* PROBLEM REQUIREMENTS *
Give back the full listing that follows exactly as it reads.
· · · ·
PR #442, opened 2024-11-05
Procedure updates post-3.13 branching

pcreech:


procedures/foreman/branch.md.erb
```diff
@@ -59,6 +59,7 @@
   - [ ] <%= rel_eng_script('sign_gpg') %>
   - [ ] <%= rel_eng_script('upload_gpg') %>
 - Publish the key
+  - [ ] Sync gopass `gopass sync`
```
· · · ·
* RESULT BELOW *
PR #442, opened 2024-11-05
Procedure updates post-3.13 branching

pcreech:


procedures/foreman/branch.md.erb
```diff
@@ -59,6 +59,7 @@
   - [ ] <%= rel_eng_script('sign_gpg') %>
   - [ ] <%= rel_eng_script('upload_gpg') %>
 - Publish the key
+  - [ ] Sync gopass `gopass sync`
```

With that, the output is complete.